Émile Nelligan


Devant deux portraits de ma mère


 
Ma mère, que je l’aime en ce portrait ancien,
Peint aux jours glorieux qu’elle était jeune fille,
Le front couleur de lys et le regard qui brille
Comme un éblouissant miroir vénitien !
 
Ma mère que voici n’est plus du tout la même ;
Les rides ont creusé le beau marbre frontal ;
Elle a perdu l’éclat du temps sentimental
Où son hymen chanta comme un rose poème.
 
Aujourdhui je compare, et j’en suis triste aussi,
Ce front nimbé de joie et ce front de souci,
Soleil d’or, brouillard dense au couchant des années.
 
Mais, mystère de cœur qui ne peut s’éclairer !
Comment puis-je sourire à ces lèvres fanées ?
Au portrait qui sourit, comment puis-je pleurer ?
 

Commentaire (s)
Déposé par Cochonfucius le 4 mars 2021 à 14h05

Enfant d’ondine et de griffon
-------

Je suis l’ondin-griffon, monstre des temps anciens,
Ma mère avait les traits d’une charmante fille ;
On en trouve un reflet dans mon regard qui brille,
Mon corps, tu peux le voir, est plus lourd que le sien.

Mon père voltigeait dans le ciel alsacien,
Sans vouloir à tout prix fonder une famille ;
Mais comment résister à l’ondine gentille ?
Impossible, m’ont dit les meilleurs logiciens.

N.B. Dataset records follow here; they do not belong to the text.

Issue #2241, opened 2026-08-10
ops-55 — route the mandatory PR review gate through a model-reachable mechanism


dudarenok-maker:
## What

The mandatory before-shipping PR review gate names a mechanism that the model
cannot execute. Re-point it at one that can be executed, and encode the
substitute brief as a real, model-invocable project skill.

## Why

`CLAUDE.md` step 10 (line 574), the "Mandatory review gates" bullet
(line 238), and `.claude/skills/model-routing/SKILL.md` line 111 all name the
built-in `code-review` command as *the* mechanism for the gate.

That command is **user-invocable only**. `Skill(skill: "code-review")` fails
with `cannot be used with Skill tool due to disable-model-invocation`, and a
dispatched subagent hits the same wall — so "dispatch an agent and tell it to
invoke the skill" is not a workaround either.

Consequences, both live today:

1. Every session that reaches a PR re-derives the gap from scratch and
   announces it, because the contradiction reloads with `CLAUDE.md` each time.
   The workaround (dispatch an adversarial Opus-tier agent) is reconstructed
   from memory as ad-hoc prose at every PR, so its quality depends on how well
   it happens to get phrased that day.
2. A gate whose documented mechanism is unreachable is a gate that can be
   silently skipped. It has been at least once (PR #1875 / #1835, 2026-07-27),
   with a self-review substituted and the omission mis-attributed to session
   configuration.

Note there is a second, *reachable* `code-review` — the installed
`code-review@claude-plugins-official` plugin command, which sets
`disable-model-invocation: false`. It is deliberately **not** the answer: it is
a different tool that reviews a GitHub PR, discards every finding below 80%
confidence, and posts a public comment on the PR rather than returning a report
for hand-triage. `model-routing/SKILL.md:115-117` already draws exactly this
distinction ("the branch-diff tool — not the separate PR-comment command"), so
routing the gate through it would quietly change the gate's semantics and start
publishing review output to a public repo.

## Acceptance

- [ ] The gate's *Mechanism* is a non-fork Premium-tier `Agent` dispatch that
      the model can perform unattended. `/code-review <level>` is documented as
      the user-typed upgrade, not as the mandated mechanism.
- [ ] A new `.claude/skills/pr-review-gate/SKILL.md` exists, is model-invocable
      (no `disable-model-invocation`), and carries the reviewer brief so the
      gate is one skill call rather than re-derived prose.
[...]

Issue #2216, opened 2026-08-07
ops — the git-env scrub has been applied three times by incident; the population it should cover was never enumerated


dudarenok-maker:
## What

`scrubGitEnv` (`scripts/git-env.mjs`) exists because git resolves the repository from `GIT_DIR` / `GIT_WORK_TREE` / `GIT_INDEX_FILE` / `GIT_OBJECT_DIRECTORY` / `GIT_COMMON_DIR` **before** it falls back to discovery from `cwd`. A script that pins an invocation to an explicit `cwd` is silently overridden whenever one of those is set in the ambient environment, and the command still exits 0 — against the wrong repository.

It has been applied three times, each time to the site that happened to be under review:

- #2169 — `execGit` in `scripts/bump-version.mjs`, and `readTagAnnotation` in `scripts/release-body.mjs`
- #2184 — the new `scripts/gh.mjs` chokepoint, and `scripts/lib/run-command.mjs` (found in passing, because it runs `git push` for `sync-wiki.mjs`)
- #2193 — `run()` in `scripts/run-golden-audio.mjs`

**The set it ought to cover has never been enumerated.** Doing that while deciding #2193 turns up roughly **24 direct `git` invocations under `scripts/` and `pinokio-scripts/` that do not scrub** — none of them a wrapper, which is why every previous wrapper-shaped search missed them:

| Group | Sites |
|---|---|
| Inside git hooks | `verify-cache.mjs` (×4), `guard-protected-push.mjs`, `guard-commit-subjects.mjs`, `is-docs-only-push.mjs` |
| Worktree tooling (caller-supplied `cwd`) | `wt-new.mjs` (×2), `wt-merge.mjs`, `wt-list.mjs` |
| Pinokio installer | `pinokio-scripts/lib/resolve-release.js` — `git tag --list`, `git fetch --tags --force`, `git checkout <tag>` |
| Other | `audit-branches-worktrees.mjs` (×3), `backlog-sync.mjs`, `thin-backlog.mjs`, `fix-archived-plan-pointers.mjs`, `lib/module-graph.mjs`, `sync-wiki.mjs:100` |

Only `bump-version.mjs`, `release-body.mjs`, `gh.mjs` and `lib/run-command.mjs` scrub.

## What this is NOT claiming

[...]

PR #2532, opened 2026-08-20
fix(scripts): gitignore .env.bak, and test that secret files cannot be staged

### LINKED ISSUE #2531: .gitignore does not cover .env.bak, allowing a real secret into staging
`.gitignore` covers `.env` but not `.env.bak`. Any tool or workflow that backs an env file up in place (e.g. `cp server/.env server/.env.bak` before an edit) drops a real secret file into the working tree unignored, where a broad `git add` can stage it into a public repo.

Fix: extend `.gitignore`'s secret patterns to include `.env.bak`, and add a regression test that drives `git check-ignore` over the secret patterns (rather than asserting on `.gitignore`'s literal text) so a later reorganisation of the file can't silently drop the protection.

dudarenok-maker:
## Summary
- `.gitignore` covered `.env` but not `.env.bak` or any other backup-shaped variant — anything that backs an env file up in place drops a real secret into a public repo's staging area. Widened `.gitignore` to also cover the repo's own rotating-backup spelling (`.env.bak.N`, `state-io.ts`'s `rotateBackups()`) and common editor backups (`.env~`, `.env.backup`, `.env.old`, `.env.save`).
- Added a regression test (`scripts/tests/gitignore-secrets.test.mjs`) that drives `git check-ignore --no-index` over the secret patterns rather than asserting on `.gitignore`'s literal text, with paired coverage for every new pattern and a negative control against the real tracked `server/.env.example`. Uses `scrubGitEnv()` so an ambient `GIT_DIR`/`GIT_WORK_TREE` can't silently redirect the check to a different repository.
- `.gitignore` is now a declared `test:hooks` input (`scripts/verify-cache.mjs`), with its own `stepTouchedByDiff` regression test — otherwise a `.gitignore`-only diff prints `test:hooks [cached]` locally and skips the guard's CI leg too, exactly the diff shape most likely to silently drop a secret pattern.
- Release notes updated in both `docs/release-notes-next.md` and `RELEASE_NOTES.md`.

## Test plan
- [x] `scripts/tests/gitignore-secrets.test.mjs` — 11 assertions covering `.env`, `.env.bak`, `.env.bak.N`, `.env~`, `.env.backup`, `.env.old`, `.env.save`, and the `server/.env.example` negative control, all via `git check-ignore --no-index`, env-scrubbed.
- [x] `scripts/tests/verify-cache.test.mjs` — asserts `.gitignore` is in scope for `test:hooks`.
- [x] `npm run test:hooks` — 1424/1424 pass (this PR's own diff touches `test:hooks` and `lint`; the rest of `verify:fast:branch` is legitimately out of scope for a scripts-only change).
- [x] `npm run verify:fast:branch` (pre-push, all 3 commits) — lint pass each time.

Reviewed across 3 rounds (the pr-review-gate loop's cap): round 1 found 3 correctness bugs, round 2 confirmed the fixes and found 2 more (one missing test, one gap in the new patterns' coverage), round 3 confirmed those and closed one latent gap in the test's own git-env handling. Verdict: mergeable.
- https://github.com/dudarenok-maker/Castwright/pull/2532#issuecomment-5353253972
- https://github.com/dudarenok-maker/Castwright/pull/2532#issuecomment-5353445962
- https://github.com/dudarenok-maker/Castwright/pull/2532#issuecomment-5353592390

Closes #2531


dudarenok-maker:
## PR review — pass 1 (head 3f725817a54cd73ac7e4da13930f33a1ee92165e, depth medium)

Scope: `.gitignore` (+1) and `scripts/tests/gitignore-secrets.test.mjs` (+55, new) · verified: ran the new suite (6/6 pass, ~0.4s), reproduced red-before-fix in a throwaway repo seeded from `origin/main:.gitignore` (`.env.bak` and `server/.env.bak` both exit 1 = not ignored, so the two new assertions are red for the reason claimed), and drove `stepTouchedByDiff` / `computeScopes` directly — before adversarially probing whether the guard can actually fail.

The one-line `.gitignore` fix is correct and does what it says. Every finding below is about the *other* half — the test the PR body describes as "the half that keeps this true".

---

### 🔴 Blocking — the new guard never runs on the one diff shape it exists to catch (correctness bug)

`.gitignore` is an input to **no** verify step. Proven mechanically against the repo's own scope machinery:

```
node --input-type=module -e "import {computeScopes} from './scripts/ci-scope.mjs'; ..."

THIS PR         -> step_test_hooks = true
.gitignore-only -> step_test_hooks = false
.gitignore-only -> any leg true?  = false     # all 15 steps + openapi + shared
```

`stepTouchedByDiff(STEPS['test:hooks'], ['.gitignore'])` is `false`, and `computeShared(['.gitignore'])` is `false` (only root `package.json` / `package-lock.json` / `.github/actions/**` are global — `scripts/verify-cache.mjs:737-742`).

So the failure scenario the PR body names verbatim — *"a later reorganisation of that file can't pass while the protection is gone"* — plays out like this: someone edits **only** `.gitignore` and drops line 21. Locally, pre-commit and pre-push print `test:hooks [cached]`. In cloud CI, `ci-scope.mjs` derives its legs from this same `STEPS[]` entry (`scripts/ci-scope.mjs:13,39-43`), so `step_test_hooks=false` and the leg is skipped. The PR goes green having run **zero** legs, and `.env.bak` is stageable again with no gate anywhere.

The guard runs exactly once — on the PR that introduces it — and never again on the diff it was written for. Defect shape 7 ("a fix unreachable at the default configuration — correct code that runs zero times as shipped") and shape 6.

This is this repo's own #1847 runtime-read trap, and `scripts/verify-cache.mjs` already documents **nine** prior instances of it in the `test:hooks` entry alone — `fixtures/**`, `pinokio-scripts/**`, `.github/actions/**`, `.claude/skills/**`, `.claude/agents/**`, `docs/testing/**`, `server/madge-cycles-allowlist.json`, `CLAUDE.md`, `CONTRIBUTING.md`, `.env.mock`/`.env.development`. Most were added *by a prior PR review finding* (#2012, #2053, #2241, #2348, #2375). A new hooks test that reads a file at runtime with no module-graph edge owes its input registration in the same PR.

**Fix:** add `'.gitignore'` to the `test:hooks` step's `inputs.extraFiles` in `scripts/verify-cache.mjs` (the array ending `'.env.mock', '.env.development',` at `scripts/verify-cache.mjs:298-299`), with a comment in the house style naming the runtime read.

---

### 🟠 Significant — the suite's only negative control cannot fail (correctness bug)

`scripts/tests/gitignore-secrets.test.mjs:53-55` is the sole assertion guarding against an **over-broad** pattern. It is inert for two independent reasons, both verified.

**1. Root `.env.example` does not exist in this repo.**

```
exists on disk : False
tracked        : False
```

`git ls-files` shows the tracked example file is `server/.env.example`, not `.env.example`. The test name (`is tracked`) and its assertion message (`'.env.example is an intentional tracked file'`) are both false — defect shape 9.

**2. `git check-ignore` consults the index, so a tracked path can never report as ignored.** `--no-index` is missing from `scripts/tests/gitignore-secrets.test.mjs:18`. Proven on a throwaway repo — pattern `secret.txt` present in `.gitignore`, file tracked:

```
default check-ignore exit=1   (reports NOT ignored)
--no-index          exit=0   (reports ignored — the truth)
```

**Concrete end-to-end break.** Seed a repo with a plausible tightening of the env block — `.env` / `.env.bak` / `.env.local` / `.env.*.local` / `server/.env*`, with `!.env.example` dropped — then track `server/.env.example`:

```
server/.env.example  default (the test's helper) -> ignored=False   <- control stays GREEN
server/.env.example  --no-index (the truth)      -> ignored=True    <- would go RED

.env                       ignored=True
.env.local                 ignored=True
.env.development.local     ignored=True
.env.bak                   ignored=True
server/.env.bak            ignored=True
.env.example               ignored=False
```

**All 6 tests pass** while a tracked, intentionally-committed file has silently become invisible to `git add -A` / `git status`. That is precisely the "reorganisation of that file" the PR body says this test prevents. Defect shapes 3 ("a test that cannot fail") and 8 ("a control group labelled clean but never measured").

**Fix:** assert on `server/.env.example` (the path that is actually tracked), and pass `--no-index` in `isGitIgnored`.

---

### 🟠 Significant — the change's own threat model names three producers; the fix covers one spelling (correctness bug)

The commit message states the threat as *"an editor, a migration script, a hand `cp` before an edit"*. The most common **editor** in-place backup suffix is `~` — vim with `backup`/`writebackup`, and emacs by default, write `server/.env~`. Verified against the branch head:

```
git check-ignore -q --no-index <path>

server/.env.bak.1   ignored=False
.env.bak.1          ignored=False
.env.backup         ignored=False
.env~               ignored=False
.env.old            ignored=False
server/.env.save    ignored=False
```

`.env~` is a full, unredacted copy of `server/.env` (`GEMINI_API_KEY` and friends), untracked and stageable, in a public repo. `.gitignore`'s "Editor / OS" block at line 33 already carries `*.swp` — vim's *swap* file — but nothing for vim's *backup* file, which is the one that contains the plaintext.

`.env.bak.1` deserves separate mention: `.bak.N` is **this repo's own rotating-backup spelling**, implemented in `server/src/workspace/state-io.ts:149-155` (`${path}.bak.${i}`, `renameWithRetry(path, \`${path}.bak.1\`)`) and relied on by `device-tokens.ts` and `auto-backup.ts`. The repo's dominant backup convention is the one shape the new pattern misses.

Defect shapes 2 ("a guard that enumerates syntax — it loses one spelling per round") and 10 ("one instance fixed, the class left armed"). Note a blanket `.env.*` is *not* available as a fix: `.env.development`, `.env.e2e`, `.env.marketing` and `.env.mock` are tracked. Narrow additions (`.env.bak*`, `.env~`, or a scoped `*~`) plus matching assertions cover the class without that collision.

---

### 🟡 Minor — `isGitIgnored` collapses every error exit into "not ignored" (cleanup)

`scripts/tests/gitignore-secrets.test.mjs:22` returns `result.status === 0`. The comment on line 21 enumerates only two of the four outcomes. Measured:

```
outside-repo abs path  exit=128
parent-dir path        exit=128
git binary missing     status=null, error=true
```

128 and `null` both become `false`. For the five positive assertions that is fail-loud; for the negative control at line 53 it is a **silent pass** — the control is green whenever the instrument is broken, which is the same hole as the finding above by a different route.

Related, same helper: `repoRoot = process.cwd()` (line 11) is never verified to *be* the repo root. Run the file from `scripts/` and every assertion silently becomes about `scripts/.env`, `scripts/server/.env.bak` — phantom paths that still match the basename patterns and still pass. `npm run test:hooks` sets cwd correctly today, so this is latent, not live.

**Fix:** throw on `status !== 0 && status !== 1` (and on `result.error`); derive `repoRoot` from `git rev-parse --show-toplevel` or from `import.meta.url`.

---

### 🟡 Minor — the test cites a producer that does not exist (cleanup)

`scripts/tests/gitignore-secrets.test.mjs:49` — `'... (e.g., from POST /api/config/env-cleanup)'`, echoed in the commit body. Grepping the whole tree for `env-cleanup|envCleanup` returns **one** hit: that assertion message itself. There is no such route, and nothing in the repo writes `.env.bak` at all. A future reader chasing the producer finds nothing. Defect shape 9. The PR body's own framing (`cp server/.env server/.env.bak`, an editor, a hand copy) is the honest one — use that.

---

### 🟡 Minor — release-notes pair neither updated nor marked not-applicable (cleanup)

Neither `docs/release-notes-next.md` nor `RELEASE_NOTES.md` is in the diff. Skipping is defensible here — internal chore, no user- or operator-visible delta — but CLAUDE.md before-shipping step 5 requires saying so explicitly rather than silently omitting, and the PR body says nothing. One line in the body closes it.

---

### ✅ What is solid

- The `.gitignore` fix itself is right, and the pattern placement is right: `.env.bak` with no leading slash matches at any depth, so `server/.env.bak` is covered by the same line — confirmed, not assumed.
- The paired test is a **real** regression test. Seeded a throwaway repo from `origin/main:.gitignore` and confirmed `.env.bak` and `server/.env.bak` both exit 1 there and 0 on this branch, i.e. red before the fix and red *for the reason claimed*, while the four other assertions stayed green across the boundary.
- Driving `git check-ignore` rather than asserting on `.gitignore`'s literal text is the right instrument choice — the findings above are about how it is driven, not about the choice.
- Issue linkage is correct: `Closes #2531` plain, outside any code span; #2531 exists and carries the standalone `bug` label per CONTRIBUTING.md's two-shape convention, so no `docs/BACKLOG.md` row is owed.
- `scripts/tests/*.test.mjs` is the right home — `scripts/run-hooks-tests.mjs:10` globs it, no new dependency, and the Pester runner's `*.Tests.ps1` globs do not collide.
- No on-box acceptance, cast.json lock, config-knob or derived-artifact obligations apply to this diff — checked, not assumed.

### Verdict

**Request changes.** Three correctness bugs. The 🔴 is the one that matters most: as shipped, the regression test is scheduled by neither the local cache nor cloud CI on a `.gitignore`-only diff, so the protection it exists to hold can be deleted with every check green — and registering `.gitignore` as a `test:hooks` input is a one-line fix this repo has already made nine times for the same reason. The two 🟠 findings mean the suite would also stay green through an over-broad reorganisation that un-tracks `server/.env.example`, and that the editor-backup case named in the commit message is still unignored. Fixing any of the three re-triggers a pass under the gate's re-review rule.

dudarenok-maker:
## PR review — pass 2 (head d52bcbcbfecdd3a74274bf68dcd107475be02e06, depth medium)

Deltas only. Every disposition below was re-derived independently, not read off the fix commit's message — mutation harness built in a scratch git repo (`.gitignore` + the test file copied out, `git init`, patterns mutated one at a time), so no tracked file was touched.

---

### Pass-1 dispositions

**1. Blocking — `.gitignore` was not a `test:hooks` input — VERIFIED RESOLVED (mechanism).**
`scripts/verify-cache.mjs:306` adds `'.gitignore'` to the `test:hooks` `extraFiles`. Confirmed live, not by inspection:

```
test:hooks touched by ['.gitignore'] = true
```

and `scripts/ci-scope.mjs:13` imports `stepTouchedByDiff` from that same module, which reads `step.inputs.extraFiles` at `verify-cache.mjs:760` — so the cloud leg widens too, as the comment claims. The mechanism holds. It ships without a paired test, though — see **C1**.

**2. Significant — negative control targeted a nonexistent root file; no `--no-index` — VERIFIED RESOLVED, mutation-proven.**
`server/.env.example` exists and is tracked; root `.env.example` does not exist. `git check-ignore -v --no-index server/.env.example` now reports `.gitignore:34:!.env.example`, i.e. the control is genuinely evaluating the negation rather than short-circuiting on index membership.

That the `--no-index` half has teeth is proven, not assumed. Mutating `.gitignore` to `.env*` with `!.env.example` deleted:

| variant | result |
|---|---|
| current code (`--no-index`) | `.env.example is NOT ignored` → **RED** |
| pass-1 code (`--no-index` removed) | 9 pass / 0 fail → **falsely green** |

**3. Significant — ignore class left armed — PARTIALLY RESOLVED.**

Aujourd’hui, donc, je plane et puis je nage aussi,
Dans l’onde ou dans les airs n’éprouvant nul souci ;
Je vois s’évaporer les défuntes années.

L’ondine qui jadis sur son coeur m’a serré,
Son souvenir jamais ne doit être enterré ;
De sa frêle douceur la fleur n’est pas fanée.

[Lien vers ce commentaire]

Déposé par Vincent le 7 mars 2021 à 14h23

Courage

En un temps que je crois, de sept, huit ans, ancien,
Je m’inquiétais beaucoup pour la vie de ma fille,
J’y songe ce matin devant ses yeux qui brillent
À nouveau du bonheur d’être parmi les siens.

Pendant près de dix mois, seuls quelques praticiens
En oncopédiatrie et sa proche famille,
Sans oublier quatre amies, on ne peut plus gentilles,
Purent entrer dans sa chambre aux volets vénitiens.

Jamais je n’ai vécu une période aussi
Dure moralement, or j’ai eu des soucis,
Du haut de mes cinquante et bientôt cinq années.

Je longe l’hôpital toujours le cœur serré,
En pensant aux parents, qui apprennent, atterrés,
Que leur progéniture est peut-être fanée.